→ WORK TO COMPLETE
For each line of the listing that contains "screenshots", make a copy and return it.

→ TASK DATA
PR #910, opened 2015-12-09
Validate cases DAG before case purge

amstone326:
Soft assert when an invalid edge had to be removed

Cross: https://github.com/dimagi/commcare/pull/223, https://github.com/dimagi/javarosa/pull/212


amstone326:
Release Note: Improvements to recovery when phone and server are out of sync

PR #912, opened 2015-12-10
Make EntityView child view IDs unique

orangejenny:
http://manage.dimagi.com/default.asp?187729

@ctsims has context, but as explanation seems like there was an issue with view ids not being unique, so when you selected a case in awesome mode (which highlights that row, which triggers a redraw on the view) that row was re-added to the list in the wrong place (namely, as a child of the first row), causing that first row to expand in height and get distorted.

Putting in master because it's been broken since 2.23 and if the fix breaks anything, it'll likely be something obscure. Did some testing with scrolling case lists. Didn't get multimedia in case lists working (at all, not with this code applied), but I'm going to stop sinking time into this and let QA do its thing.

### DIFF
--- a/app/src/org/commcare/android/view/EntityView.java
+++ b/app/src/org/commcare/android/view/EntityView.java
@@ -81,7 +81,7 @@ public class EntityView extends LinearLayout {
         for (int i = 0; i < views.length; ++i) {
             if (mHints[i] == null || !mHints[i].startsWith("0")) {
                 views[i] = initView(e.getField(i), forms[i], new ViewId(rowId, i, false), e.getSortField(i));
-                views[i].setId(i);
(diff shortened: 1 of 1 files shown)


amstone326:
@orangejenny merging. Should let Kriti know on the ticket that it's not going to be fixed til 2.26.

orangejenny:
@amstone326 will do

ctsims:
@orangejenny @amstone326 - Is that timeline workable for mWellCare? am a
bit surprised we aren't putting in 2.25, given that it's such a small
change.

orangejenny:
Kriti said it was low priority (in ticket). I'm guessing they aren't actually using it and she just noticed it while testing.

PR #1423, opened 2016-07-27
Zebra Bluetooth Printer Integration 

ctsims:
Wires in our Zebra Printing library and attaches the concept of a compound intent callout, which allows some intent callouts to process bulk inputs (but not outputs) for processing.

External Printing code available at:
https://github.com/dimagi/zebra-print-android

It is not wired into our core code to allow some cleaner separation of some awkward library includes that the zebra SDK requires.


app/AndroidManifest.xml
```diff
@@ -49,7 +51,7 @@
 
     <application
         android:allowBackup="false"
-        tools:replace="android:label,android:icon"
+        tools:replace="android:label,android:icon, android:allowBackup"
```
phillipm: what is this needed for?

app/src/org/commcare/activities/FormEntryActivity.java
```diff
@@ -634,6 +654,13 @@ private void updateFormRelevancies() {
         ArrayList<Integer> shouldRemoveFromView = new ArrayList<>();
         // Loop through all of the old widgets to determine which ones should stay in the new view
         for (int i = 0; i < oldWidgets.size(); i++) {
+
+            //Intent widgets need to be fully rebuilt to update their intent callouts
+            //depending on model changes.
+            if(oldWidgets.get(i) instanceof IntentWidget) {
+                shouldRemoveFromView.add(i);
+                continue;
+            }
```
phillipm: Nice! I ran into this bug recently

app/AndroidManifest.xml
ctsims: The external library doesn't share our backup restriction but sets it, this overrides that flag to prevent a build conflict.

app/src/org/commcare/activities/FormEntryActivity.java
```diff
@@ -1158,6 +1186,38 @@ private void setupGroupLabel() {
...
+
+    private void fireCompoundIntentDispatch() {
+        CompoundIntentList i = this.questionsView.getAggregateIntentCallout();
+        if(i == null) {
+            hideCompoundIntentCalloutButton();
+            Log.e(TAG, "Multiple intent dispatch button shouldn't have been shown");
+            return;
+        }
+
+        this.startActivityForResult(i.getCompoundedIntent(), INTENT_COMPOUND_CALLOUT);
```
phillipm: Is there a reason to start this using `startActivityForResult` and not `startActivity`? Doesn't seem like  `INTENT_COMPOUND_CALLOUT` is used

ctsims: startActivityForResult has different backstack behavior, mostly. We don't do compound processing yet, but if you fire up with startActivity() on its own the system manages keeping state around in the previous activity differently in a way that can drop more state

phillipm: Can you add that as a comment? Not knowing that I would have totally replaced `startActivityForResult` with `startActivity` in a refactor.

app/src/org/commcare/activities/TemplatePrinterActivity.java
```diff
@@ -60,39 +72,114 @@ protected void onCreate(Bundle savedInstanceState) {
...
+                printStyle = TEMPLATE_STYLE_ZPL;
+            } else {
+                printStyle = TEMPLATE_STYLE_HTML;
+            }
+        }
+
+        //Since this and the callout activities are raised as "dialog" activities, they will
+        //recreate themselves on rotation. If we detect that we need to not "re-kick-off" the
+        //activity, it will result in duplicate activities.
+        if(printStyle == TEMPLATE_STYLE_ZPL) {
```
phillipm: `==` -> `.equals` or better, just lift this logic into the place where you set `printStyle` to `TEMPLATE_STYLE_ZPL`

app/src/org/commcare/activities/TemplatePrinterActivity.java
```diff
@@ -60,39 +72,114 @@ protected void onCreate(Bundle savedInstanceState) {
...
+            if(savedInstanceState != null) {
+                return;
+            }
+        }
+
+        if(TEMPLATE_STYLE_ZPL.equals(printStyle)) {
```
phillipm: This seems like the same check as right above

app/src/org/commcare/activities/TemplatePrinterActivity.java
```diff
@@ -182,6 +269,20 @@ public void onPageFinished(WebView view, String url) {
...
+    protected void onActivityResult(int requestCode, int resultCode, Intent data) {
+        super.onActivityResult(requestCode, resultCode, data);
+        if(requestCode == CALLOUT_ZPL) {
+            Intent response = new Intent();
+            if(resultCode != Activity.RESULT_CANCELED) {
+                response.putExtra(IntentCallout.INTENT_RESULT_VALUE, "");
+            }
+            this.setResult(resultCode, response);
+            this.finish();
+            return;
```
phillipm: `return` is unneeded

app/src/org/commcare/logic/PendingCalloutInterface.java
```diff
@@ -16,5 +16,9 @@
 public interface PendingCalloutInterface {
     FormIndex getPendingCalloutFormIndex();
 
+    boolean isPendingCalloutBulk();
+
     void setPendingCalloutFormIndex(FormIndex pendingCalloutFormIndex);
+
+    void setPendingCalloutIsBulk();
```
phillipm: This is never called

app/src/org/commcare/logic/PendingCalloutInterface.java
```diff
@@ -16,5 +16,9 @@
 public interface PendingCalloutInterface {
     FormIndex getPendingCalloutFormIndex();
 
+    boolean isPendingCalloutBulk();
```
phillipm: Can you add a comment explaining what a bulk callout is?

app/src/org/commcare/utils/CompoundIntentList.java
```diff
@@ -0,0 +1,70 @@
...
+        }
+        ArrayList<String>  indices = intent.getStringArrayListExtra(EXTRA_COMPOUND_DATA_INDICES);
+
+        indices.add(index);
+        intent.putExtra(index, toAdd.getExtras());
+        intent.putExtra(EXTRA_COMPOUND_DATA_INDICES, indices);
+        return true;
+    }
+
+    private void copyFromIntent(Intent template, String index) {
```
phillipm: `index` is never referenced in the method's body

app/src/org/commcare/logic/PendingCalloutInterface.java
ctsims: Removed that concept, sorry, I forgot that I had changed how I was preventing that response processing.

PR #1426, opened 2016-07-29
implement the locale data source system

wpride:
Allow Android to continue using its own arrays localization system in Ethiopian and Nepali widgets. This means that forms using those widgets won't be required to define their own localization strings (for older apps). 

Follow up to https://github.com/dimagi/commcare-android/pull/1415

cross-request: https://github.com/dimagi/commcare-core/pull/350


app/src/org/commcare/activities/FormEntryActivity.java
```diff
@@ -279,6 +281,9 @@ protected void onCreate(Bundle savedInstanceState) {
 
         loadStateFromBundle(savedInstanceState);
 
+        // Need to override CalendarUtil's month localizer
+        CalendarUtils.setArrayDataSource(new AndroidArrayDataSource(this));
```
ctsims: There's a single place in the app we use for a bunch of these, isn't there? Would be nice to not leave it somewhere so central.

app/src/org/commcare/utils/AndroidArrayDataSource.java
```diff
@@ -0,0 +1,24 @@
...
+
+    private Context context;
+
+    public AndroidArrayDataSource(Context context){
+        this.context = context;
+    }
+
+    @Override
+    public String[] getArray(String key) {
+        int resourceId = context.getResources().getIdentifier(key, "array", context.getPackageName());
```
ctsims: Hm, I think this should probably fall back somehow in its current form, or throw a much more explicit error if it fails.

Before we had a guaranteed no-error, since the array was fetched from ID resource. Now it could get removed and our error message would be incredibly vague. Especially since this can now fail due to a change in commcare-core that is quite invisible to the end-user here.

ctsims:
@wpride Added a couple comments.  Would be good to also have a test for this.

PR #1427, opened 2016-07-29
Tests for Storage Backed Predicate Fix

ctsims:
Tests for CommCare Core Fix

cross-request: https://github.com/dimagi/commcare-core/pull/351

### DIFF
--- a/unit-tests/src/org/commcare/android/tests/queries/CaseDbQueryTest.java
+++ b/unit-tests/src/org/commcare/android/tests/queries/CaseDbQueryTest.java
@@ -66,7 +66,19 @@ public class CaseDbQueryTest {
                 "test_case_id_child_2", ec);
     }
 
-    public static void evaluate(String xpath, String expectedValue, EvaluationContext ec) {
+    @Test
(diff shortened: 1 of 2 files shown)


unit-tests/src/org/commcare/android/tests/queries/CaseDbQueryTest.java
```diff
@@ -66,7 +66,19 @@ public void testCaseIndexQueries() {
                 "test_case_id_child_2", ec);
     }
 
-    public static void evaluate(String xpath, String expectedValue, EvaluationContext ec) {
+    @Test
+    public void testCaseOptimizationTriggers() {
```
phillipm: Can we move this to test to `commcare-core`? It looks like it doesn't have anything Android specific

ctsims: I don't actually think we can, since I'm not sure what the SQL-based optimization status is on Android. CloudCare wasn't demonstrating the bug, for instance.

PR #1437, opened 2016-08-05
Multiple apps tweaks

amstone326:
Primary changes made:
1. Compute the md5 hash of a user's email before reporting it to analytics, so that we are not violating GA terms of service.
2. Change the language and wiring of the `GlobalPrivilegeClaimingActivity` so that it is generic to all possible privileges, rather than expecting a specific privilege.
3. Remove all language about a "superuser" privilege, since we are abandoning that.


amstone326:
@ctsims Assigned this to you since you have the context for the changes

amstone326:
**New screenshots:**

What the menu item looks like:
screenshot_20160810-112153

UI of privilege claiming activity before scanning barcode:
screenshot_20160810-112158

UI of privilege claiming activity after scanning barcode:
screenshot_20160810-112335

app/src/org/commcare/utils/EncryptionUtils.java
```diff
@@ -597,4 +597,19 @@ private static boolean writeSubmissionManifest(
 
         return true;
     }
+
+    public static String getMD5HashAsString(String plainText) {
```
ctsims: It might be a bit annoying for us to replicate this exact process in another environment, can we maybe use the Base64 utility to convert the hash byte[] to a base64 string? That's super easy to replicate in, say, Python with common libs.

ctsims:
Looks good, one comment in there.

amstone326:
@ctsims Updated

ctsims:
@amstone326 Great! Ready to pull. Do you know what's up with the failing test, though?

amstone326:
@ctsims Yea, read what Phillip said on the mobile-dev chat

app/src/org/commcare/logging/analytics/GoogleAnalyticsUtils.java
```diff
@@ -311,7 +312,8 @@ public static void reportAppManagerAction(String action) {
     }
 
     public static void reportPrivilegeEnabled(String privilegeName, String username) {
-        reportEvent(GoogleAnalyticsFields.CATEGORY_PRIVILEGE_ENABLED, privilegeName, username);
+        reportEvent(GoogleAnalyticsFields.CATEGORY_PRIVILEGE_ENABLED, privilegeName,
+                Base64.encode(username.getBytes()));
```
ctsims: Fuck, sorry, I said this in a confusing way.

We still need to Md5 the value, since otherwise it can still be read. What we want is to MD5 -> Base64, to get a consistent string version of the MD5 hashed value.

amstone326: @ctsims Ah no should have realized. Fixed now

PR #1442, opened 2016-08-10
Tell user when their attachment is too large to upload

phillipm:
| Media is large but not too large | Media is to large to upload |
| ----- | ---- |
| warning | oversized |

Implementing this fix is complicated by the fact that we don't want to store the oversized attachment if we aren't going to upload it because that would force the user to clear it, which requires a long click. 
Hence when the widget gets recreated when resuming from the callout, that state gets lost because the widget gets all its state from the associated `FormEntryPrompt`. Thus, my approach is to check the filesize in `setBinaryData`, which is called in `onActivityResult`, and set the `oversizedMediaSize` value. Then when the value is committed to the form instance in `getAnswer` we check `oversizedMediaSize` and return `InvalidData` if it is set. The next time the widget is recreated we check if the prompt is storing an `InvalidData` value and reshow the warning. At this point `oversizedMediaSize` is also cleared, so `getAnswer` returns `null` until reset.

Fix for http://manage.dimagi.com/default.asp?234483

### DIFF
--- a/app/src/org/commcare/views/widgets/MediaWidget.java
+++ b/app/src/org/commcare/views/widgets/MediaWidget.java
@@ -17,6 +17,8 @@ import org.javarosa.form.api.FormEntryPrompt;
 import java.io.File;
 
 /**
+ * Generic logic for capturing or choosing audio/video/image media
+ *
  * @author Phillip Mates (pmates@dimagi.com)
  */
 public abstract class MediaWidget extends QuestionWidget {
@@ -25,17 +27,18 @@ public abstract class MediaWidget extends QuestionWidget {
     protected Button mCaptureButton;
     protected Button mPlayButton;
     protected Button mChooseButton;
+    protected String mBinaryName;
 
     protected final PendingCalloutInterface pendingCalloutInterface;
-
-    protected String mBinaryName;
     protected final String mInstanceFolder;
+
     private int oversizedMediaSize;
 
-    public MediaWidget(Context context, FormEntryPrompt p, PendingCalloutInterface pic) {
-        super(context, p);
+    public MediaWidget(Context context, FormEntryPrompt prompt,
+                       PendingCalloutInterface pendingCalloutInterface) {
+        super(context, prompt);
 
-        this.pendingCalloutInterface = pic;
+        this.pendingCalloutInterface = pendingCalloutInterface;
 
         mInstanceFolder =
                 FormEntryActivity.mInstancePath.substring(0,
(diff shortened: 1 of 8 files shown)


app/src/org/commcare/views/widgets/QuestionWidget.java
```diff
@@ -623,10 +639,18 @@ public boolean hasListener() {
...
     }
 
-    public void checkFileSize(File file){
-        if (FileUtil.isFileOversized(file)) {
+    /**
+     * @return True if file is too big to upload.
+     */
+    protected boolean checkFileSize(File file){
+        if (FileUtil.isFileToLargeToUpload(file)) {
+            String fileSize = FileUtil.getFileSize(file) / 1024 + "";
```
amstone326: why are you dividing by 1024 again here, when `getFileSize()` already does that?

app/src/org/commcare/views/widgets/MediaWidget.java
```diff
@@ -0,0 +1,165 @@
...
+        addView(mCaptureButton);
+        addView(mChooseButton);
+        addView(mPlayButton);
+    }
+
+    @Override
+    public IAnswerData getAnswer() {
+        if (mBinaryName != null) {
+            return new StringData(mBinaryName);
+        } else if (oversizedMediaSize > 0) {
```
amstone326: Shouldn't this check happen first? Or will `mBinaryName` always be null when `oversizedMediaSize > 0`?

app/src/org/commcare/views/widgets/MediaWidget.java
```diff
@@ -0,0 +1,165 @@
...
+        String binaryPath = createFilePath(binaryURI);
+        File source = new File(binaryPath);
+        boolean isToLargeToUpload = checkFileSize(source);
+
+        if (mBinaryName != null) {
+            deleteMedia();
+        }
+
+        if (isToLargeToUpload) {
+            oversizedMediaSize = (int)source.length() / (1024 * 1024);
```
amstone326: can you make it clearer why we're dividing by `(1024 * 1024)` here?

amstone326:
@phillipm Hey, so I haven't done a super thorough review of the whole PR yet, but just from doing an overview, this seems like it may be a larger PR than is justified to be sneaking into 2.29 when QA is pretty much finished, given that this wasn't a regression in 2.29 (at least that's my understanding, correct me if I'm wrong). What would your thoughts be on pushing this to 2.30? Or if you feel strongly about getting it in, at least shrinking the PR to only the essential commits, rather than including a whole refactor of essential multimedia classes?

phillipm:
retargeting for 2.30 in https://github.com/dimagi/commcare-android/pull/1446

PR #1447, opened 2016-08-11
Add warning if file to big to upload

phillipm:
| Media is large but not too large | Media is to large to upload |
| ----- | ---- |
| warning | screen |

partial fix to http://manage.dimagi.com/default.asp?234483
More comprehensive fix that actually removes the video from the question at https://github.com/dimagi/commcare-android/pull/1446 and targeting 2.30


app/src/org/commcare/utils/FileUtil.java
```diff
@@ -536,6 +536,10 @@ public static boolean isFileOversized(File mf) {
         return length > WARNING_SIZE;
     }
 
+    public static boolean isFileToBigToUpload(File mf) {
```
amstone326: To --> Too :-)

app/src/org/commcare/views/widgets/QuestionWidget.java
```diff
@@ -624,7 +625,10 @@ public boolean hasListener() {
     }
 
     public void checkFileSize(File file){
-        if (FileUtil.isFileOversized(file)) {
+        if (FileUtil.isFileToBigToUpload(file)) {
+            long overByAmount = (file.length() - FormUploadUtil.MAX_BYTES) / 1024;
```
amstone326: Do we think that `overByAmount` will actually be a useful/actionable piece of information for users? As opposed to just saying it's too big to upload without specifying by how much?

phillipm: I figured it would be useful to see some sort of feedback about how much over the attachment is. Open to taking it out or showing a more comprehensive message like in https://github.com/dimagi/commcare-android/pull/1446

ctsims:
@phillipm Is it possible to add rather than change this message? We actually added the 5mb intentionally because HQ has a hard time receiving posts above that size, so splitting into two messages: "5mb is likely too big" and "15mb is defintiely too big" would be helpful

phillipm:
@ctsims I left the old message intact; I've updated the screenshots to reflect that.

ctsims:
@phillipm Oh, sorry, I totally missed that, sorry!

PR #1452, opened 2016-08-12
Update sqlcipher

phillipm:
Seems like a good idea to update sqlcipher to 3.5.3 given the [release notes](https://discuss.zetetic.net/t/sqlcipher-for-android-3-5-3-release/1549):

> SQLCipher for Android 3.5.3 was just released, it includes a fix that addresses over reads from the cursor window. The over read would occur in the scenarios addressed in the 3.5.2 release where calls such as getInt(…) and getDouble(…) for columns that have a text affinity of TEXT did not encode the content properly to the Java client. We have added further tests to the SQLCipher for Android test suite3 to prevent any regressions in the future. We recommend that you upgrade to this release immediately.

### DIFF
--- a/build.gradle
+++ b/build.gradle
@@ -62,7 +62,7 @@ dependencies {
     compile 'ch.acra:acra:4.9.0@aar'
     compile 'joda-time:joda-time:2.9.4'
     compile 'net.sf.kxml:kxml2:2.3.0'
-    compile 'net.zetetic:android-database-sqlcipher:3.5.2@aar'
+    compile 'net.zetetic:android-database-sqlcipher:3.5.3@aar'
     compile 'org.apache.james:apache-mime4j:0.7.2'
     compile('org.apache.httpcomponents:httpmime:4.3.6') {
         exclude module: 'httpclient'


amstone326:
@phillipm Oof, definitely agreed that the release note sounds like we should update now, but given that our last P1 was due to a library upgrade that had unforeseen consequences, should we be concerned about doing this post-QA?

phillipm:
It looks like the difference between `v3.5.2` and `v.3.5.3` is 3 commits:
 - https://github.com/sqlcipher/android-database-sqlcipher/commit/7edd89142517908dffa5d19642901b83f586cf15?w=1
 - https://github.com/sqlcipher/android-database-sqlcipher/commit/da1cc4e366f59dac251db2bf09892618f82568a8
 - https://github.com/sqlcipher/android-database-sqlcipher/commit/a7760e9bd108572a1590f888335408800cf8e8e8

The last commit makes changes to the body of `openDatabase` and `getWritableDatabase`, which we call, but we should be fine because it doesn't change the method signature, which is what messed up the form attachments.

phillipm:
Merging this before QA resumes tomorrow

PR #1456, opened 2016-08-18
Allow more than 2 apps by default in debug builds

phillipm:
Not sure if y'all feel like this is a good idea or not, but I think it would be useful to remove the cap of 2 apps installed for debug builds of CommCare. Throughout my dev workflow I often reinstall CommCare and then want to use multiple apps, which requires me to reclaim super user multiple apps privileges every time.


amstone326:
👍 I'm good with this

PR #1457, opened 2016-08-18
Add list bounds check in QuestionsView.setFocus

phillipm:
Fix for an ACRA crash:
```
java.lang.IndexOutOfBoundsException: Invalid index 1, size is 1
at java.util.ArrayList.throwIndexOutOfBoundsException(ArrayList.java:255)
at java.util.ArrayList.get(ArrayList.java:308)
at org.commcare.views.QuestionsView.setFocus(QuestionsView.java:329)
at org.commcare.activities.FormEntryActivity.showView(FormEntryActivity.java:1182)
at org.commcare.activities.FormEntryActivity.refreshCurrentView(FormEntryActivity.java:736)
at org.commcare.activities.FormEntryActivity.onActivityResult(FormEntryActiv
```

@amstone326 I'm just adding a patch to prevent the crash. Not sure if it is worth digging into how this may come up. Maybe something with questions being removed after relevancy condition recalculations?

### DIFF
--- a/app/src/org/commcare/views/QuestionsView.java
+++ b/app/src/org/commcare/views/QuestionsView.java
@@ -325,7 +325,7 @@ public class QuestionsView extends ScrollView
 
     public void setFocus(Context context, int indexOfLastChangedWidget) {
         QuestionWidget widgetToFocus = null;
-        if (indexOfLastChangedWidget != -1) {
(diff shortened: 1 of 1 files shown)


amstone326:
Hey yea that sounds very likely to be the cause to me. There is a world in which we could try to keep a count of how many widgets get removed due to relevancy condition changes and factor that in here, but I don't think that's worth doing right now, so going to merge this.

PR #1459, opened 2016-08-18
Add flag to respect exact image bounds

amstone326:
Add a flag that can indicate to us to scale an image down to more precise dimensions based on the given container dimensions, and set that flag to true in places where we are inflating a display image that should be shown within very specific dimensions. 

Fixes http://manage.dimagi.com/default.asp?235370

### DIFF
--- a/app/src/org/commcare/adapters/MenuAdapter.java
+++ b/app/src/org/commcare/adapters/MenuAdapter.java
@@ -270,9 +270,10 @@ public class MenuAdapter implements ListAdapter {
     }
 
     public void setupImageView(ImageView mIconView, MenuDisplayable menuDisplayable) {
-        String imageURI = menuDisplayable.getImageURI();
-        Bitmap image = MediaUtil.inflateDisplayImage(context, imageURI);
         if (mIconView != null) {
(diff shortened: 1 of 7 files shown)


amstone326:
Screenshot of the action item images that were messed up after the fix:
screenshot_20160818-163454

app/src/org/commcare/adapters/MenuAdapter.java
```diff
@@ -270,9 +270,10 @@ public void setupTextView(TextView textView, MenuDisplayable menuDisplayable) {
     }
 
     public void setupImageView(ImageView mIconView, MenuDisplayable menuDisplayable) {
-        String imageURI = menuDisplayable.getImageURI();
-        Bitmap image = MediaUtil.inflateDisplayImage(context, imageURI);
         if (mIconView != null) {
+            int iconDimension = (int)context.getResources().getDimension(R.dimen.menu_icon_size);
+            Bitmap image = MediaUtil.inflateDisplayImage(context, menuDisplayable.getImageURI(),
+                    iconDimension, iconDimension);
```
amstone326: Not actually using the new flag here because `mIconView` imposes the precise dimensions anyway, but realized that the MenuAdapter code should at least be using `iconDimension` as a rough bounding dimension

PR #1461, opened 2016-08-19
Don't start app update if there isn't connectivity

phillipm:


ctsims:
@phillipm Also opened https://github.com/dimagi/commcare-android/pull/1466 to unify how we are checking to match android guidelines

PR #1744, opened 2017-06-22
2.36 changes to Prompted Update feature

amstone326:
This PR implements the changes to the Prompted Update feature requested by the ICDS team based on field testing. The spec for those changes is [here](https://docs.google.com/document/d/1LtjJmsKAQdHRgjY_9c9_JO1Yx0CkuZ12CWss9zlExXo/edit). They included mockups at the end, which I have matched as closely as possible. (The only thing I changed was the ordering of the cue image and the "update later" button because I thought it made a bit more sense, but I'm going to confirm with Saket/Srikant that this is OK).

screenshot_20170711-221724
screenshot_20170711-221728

→ OUTPUT OF THE TASK
**New screenshots:**
@ctsims I left the old message intact; I've updated the screenshots to reflect that.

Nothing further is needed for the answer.